The Atwoods entered their idea at the first-ever SME Move Mining competition. The event at Wingate Elementary was a tryout of sorts—a way to test their version of the game with some of its biggest fans — elementary school students.
“Minecraft is relevant to these guys right now,” said Kevin Hoskin, Wingate’s director of after-school programming. “The fact that they can apply a game that they spend a ton of their own free time involved with and have that tie into geology, and renewable and non-renewable resources, that’s going to take them further later.”
Through game-based learning (GBL), the Atwoods’ program gives Minecraft an educational twist that offers gamers a more realistic and competitive mining experience, allowing them to learn what it is like to be a miner. In the Atwoods’ version, players can choose between a variety of power sources like coal, nuclear, wind, solar and geothermal energy. They use modern mass extraction machines, rather than the pick axe. They can also mine for a wider variety of ores and compete using an updated scoring system that incorporates the amount and value of the ore mined, and rewards higher scores when ores are further processed.
The Atwood brothers created their new game scenario after their father heard about the annual Move Mining Competition hosted by the Society for Mining, Metallurgy & Exploration (SME) and judged by a number of mining industry professionals, including Ashley Burke with the National Mining Association (NMA). According to Garrett, Corban came up with a scoring system for minerals featured in the game, providing opportunities to amplify points based on the rarity of the resource and the extent to which it was smelt or refined.
“That’s real life,” said Garrett. “The further you process and refine a material, the more it is worth. It hammers home how we [miners] can use natural resources to make things.”
Players run the risk of losing points if they damage or fail to repair the surrounding environment– mirroring the same responsibility miners demonstrate every day through reclamation processes.
“My brother managed to find a diamond, but he forgot to reclaim his topsoil so he took some heavy point deductions,” said Corban during the competition. “I didn’t mine the valuable ore, but at least I remembered to reclaim […] I didn’t find diamond like Jayce, but I won the game because remembered to reclaim and mine ore.”
As detailed in their concept paper for the competition, the Atwoods plan to officially modify the PC version of Minecraft, something the game’s inventors and owners allow.
Judges were particularly impressed by the game’s ability to make mining resonate with a younger generation and portray a more realistic version of the mining industry. “One of the things that absolutely floored me when they did their presentation is how popular that game is,” said John Chadwick, a Move Mining judge and the editor and founder of International Mining magazine. “Hopefully it’ll raise people’s awareness,” he said. “The industry has changed dramatically for the better in the last 10, 15 years in its management of the environment and the way it lives with its neighbors, particularly rural communities in less developed countries.”
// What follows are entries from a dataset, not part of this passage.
Issue #26, opened 2017-08-23
Feature Requests: Unit Tests


bdorney:
## Brief summary of issue

In the past week we have let PR's be merged without either proper testing or proper oversight (myself included) as demonstrated by:

https://github.com/cms-gem-daq-project/gem-plotting-tools/issues/16 
https://github.com/cms-gem-daq-project/gem-plotting-tools/issues/24

Which were either not properly tested originally, or not re-tested after committing on top of a request.  To prevent lost time, and most importantly p5 machine being updated with bad code we should finalize a procedure and develop unit tests which should cross-check things.  I propose:

- Each PR should be supported with an e-log link that shows tests were properly done.  
- New commits after changes are requested should include an e-log link where tests have been repeated and properly passed.

### Types of issue

- [ ] Bug report (report an issue with the code)
- [X] Feature request (request for change which adds functionality)

## Expected Behavior

I would propose the following:
1. For changes to `ana_scans.py` for each `--anaType` a re-analysis of old data should be launched
2. For changes to `anaUltra*.py` scripts see the first item,
3. For changes to `anaXDAQ*.py` scripts see the first item,
4. For changes to files in `fitting/` or `mapping/` sub-directories taking a run of `vfatqc-python-scripts/ultraScurve.py` and then analyzing the data immediately

For items 1-3 something like `scripts/unitTests_Ana_Ultra.sh` script like:

```
#!/bin/bash

# record branch name and commit hash
cd $GEM_PLOTTING_PROJECT
git status 2>&1 | tee -a unit_test_log.txt
git show 2>&1 | tee -a unit_test_log.txt

# perform tests
ana_scans.py --scandate=current --anaType=latency  2>&1 | tee -a unit_test_log.txt
sleep 2
ana_scans.py --scandate=current --anaType=scurve  2>&1 | tee -a unit_test_log.txt
sleep 2
ana_scans.py --scandate=current --anaType=threshold  2>&1 | tee -a unit_test_log.txt
sleep 2 
ana_scans.py --scandate=current --anaType=trim  2>&1 | tee -a unit_test_log.txt

# Done
echo "Unit Tests Completed, Upload:"
echo $PWD/unit_test_log.txt
echo "To the E-Log or Github PR along with the images in:"
echo $ELOG_PATH
```

With a similar script e.g. `scripts/unitTests_Ana_XDAQ.sh`

[...]

Issue #24, opened 2017-08-23
Fitting is broken


lmoureaux:
Fitting was broken in commit bf5d7f2.

## Brief summary of issue

```
[...]
  File "/afs/cern.ch/user/l/lmoureau/CosmicStandSw/gem-plotting-tools/fitting/fitScanData.py", line 58, in fit
    fitTF1 = r.TF1('myERF','%f*TMath::Erf((TMath::Max([2],x)-[0])/(TMath::Sqrt(2)*[1]))+%f'%(self.Nev/2.),1,253)
TypeError: not all arguments converted during string formatting
```

### Types of issue

- [x] Bug report (report an issue with the code)
- [ ] Feature request (request for change which adds functionality)

## Expected Behavior

No crash

## Current Behavior

Crashes

### Steps to Reproduce

1. Try to fit S-curves using `anaUltraScurve` or `trimChamber`

## Your Environment

* Version used: master
* Shell used: bash

PR #27, opened 2017-08-24
[RFC] Integrate gem-plotting-tools with Travis CI

lmoureaux:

Leveraging Minecraft’s existing popularity is an effective way of teaching a new generation about the importance of mining. More than 106 million copies of it have been sold worldwide and, at any given point, there are one million people playing it. Minecraft enables players to construct their own world in virtual reality. Beyond just building it, players must learn to adapt and survive through exploration, resource gathering, tool building, crafting and combat.
“We need to tap into the excitement and enthusiasm that already exists in virtual mining,” said Corban. “Redeeming the gap between real-world mining and virtual mining and game-based learning will change the way the world views mining.”